··· LISTED RECORDS

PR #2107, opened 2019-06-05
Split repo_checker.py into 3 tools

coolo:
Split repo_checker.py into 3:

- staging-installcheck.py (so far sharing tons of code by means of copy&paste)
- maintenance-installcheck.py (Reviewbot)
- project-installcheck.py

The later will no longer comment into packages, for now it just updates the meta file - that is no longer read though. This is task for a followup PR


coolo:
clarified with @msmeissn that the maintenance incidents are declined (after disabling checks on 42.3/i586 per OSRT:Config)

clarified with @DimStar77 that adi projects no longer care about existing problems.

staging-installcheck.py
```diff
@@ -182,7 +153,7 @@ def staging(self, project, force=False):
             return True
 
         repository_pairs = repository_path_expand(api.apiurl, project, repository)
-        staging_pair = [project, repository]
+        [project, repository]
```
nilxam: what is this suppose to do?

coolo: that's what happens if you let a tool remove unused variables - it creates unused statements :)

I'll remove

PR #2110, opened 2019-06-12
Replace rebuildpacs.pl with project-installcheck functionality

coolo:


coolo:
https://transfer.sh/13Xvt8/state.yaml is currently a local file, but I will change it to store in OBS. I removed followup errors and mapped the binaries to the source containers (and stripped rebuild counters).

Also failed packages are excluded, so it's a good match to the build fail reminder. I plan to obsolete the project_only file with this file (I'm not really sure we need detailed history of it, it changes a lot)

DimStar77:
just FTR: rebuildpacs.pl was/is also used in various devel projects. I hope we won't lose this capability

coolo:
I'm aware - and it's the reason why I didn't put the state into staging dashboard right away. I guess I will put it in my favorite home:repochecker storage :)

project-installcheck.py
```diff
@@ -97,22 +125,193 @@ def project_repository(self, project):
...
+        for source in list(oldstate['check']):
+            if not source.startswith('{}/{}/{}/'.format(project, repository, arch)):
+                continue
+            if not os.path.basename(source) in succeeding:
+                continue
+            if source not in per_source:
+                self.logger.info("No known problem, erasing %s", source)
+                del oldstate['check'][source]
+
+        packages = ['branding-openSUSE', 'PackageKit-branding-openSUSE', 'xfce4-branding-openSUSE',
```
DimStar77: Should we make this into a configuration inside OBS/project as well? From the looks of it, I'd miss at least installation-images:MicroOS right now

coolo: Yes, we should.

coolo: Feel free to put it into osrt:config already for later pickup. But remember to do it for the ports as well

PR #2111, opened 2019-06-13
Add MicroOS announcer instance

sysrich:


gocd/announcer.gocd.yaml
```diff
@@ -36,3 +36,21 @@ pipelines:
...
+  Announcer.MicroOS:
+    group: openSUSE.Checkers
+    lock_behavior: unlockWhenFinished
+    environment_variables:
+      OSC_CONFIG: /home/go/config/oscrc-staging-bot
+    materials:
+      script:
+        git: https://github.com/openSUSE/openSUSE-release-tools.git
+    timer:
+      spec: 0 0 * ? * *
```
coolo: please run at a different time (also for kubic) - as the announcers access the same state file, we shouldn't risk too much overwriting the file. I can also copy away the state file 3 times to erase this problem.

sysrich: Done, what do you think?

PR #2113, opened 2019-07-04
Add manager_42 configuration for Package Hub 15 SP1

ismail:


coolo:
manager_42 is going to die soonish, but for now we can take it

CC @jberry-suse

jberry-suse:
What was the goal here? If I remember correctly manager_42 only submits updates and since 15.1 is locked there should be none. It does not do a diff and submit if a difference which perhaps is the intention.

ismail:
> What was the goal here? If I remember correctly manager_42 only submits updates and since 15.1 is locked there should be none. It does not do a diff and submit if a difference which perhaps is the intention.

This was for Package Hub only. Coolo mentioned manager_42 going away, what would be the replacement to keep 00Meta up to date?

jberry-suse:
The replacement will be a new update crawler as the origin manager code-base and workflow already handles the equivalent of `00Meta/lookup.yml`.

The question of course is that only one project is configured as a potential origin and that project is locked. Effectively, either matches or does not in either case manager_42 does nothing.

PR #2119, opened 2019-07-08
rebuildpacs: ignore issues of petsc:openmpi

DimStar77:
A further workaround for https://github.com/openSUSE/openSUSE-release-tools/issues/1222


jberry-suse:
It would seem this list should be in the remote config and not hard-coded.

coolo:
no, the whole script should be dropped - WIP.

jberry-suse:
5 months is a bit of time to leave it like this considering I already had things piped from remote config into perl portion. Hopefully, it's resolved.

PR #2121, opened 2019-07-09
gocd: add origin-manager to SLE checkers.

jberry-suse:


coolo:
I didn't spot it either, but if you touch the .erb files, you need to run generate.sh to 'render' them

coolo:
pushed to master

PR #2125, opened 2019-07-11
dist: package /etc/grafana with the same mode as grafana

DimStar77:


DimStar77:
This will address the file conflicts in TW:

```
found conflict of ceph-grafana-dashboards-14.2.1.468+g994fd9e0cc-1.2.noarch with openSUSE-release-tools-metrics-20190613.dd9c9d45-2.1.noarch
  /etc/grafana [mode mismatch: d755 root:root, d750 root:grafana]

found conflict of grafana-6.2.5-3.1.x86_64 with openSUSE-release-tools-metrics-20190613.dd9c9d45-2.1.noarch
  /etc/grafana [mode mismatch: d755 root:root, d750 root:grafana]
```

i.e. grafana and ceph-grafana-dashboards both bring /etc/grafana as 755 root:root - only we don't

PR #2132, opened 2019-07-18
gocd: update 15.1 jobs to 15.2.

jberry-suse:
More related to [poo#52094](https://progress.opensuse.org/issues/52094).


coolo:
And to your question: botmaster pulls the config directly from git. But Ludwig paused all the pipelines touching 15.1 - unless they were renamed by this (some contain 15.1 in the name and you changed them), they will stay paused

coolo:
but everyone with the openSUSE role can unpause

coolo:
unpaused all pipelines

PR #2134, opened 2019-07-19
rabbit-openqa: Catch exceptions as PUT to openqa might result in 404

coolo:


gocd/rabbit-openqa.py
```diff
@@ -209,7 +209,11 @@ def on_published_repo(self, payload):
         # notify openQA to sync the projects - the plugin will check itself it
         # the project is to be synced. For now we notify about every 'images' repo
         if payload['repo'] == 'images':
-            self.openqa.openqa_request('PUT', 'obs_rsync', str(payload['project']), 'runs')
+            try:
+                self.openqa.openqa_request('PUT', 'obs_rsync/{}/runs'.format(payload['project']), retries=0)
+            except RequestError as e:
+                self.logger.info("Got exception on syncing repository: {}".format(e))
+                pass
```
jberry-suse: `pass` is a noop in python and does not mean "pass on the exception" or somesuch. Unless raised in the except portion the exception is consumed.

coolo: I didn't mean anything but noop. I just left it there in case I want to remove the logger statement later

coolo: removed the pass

······
··· LISTED RECORDS

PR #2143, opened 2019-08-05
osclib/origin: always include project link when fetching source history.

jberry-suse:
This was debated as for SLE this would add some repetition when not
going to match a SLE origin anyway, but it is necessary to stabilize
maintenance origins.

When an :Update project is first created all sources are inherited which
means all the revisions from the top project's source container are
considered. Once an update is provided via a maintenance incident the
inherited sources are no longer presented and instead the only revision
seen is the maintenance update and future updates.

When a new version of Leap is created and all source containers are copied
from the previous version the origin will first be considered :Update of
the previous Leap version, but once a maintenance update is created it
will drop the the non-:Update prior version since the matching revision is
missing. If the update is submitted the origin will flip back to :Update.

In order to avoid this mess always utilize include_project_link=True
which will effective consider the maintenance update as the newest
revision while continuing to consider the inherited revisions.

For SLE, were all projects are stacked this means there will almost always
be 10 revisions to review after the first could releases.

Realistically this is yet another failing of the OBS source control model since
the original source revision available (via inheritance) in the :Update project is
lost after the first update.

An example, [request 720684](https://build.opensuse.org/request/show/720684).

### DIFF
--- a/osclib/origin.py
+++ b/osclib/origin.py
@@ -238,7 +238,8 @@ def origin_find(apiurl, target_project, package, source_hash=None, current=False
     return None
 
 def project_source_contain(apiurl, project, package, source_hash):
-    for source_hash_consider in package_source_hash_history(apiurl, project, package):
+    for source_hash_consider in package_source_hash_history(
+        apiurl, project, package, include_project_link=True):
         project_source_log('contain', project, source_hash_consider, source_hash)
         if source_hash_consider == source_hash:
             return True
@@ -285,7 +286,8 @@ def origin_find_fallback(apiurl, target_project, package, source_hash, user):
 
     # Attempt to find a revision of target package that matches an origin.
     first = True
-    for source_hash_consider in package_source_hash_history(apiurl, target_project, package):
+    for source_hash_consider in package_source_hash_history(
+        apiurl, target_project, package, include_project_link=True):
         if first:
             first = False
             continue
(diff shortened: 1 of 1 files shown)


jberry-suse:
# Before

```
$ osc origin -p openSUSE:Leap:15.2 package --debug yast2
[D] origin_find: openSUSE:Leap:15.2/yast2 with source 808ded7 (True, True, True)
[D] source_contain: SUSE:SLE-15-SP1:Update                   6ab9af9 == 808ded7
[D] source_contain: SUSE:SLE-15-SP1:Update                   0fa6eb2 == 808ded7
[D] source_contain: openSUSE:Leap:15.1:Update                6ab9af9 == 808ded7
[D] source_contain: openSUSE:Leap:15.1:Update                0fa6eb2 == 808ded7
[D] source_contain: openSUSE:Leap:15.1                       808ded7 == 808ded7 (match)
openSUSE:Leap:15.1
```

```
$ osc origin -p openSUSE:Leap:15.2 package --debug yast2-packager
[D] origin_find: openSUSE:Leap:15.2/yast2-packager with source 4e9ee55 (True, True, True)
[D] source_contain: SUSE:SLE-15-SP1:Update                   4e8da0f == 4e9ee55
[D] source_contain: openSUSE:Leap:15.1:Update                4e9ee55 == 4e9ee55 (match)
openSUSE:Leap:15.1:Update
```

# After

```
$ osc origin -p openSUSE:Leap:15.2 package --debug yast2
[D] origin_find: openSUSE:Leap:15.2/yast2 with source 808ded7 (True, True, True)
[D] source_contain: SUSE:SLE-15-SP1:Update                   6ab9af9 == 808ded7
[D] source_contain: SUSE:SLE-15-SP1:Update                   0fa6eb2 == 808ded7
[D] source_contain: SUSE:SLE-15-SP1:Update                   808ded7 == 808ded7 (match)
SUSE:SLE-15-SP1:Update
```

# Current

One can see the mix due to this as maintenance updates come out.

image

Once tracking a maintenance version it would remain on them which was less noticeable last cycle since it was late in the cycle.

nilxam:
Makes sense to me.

······

▶ _WORK REQUIRED_: Could you return every line from the entries above in which the string "dashboards" occurs?

▶ _EXERCISE ANSWER_:
found conflict of ceph-grafana-dashboards-14.2.1.468+g994fd9e0cc-1.2.noarch with openSUSE-release-tools-metrics-20190613.dd9c9d45-2.1.noarch
i.e. grafana and ceph-grafana-dashboards both bring /etc/grafana as 755 root:root - only we don't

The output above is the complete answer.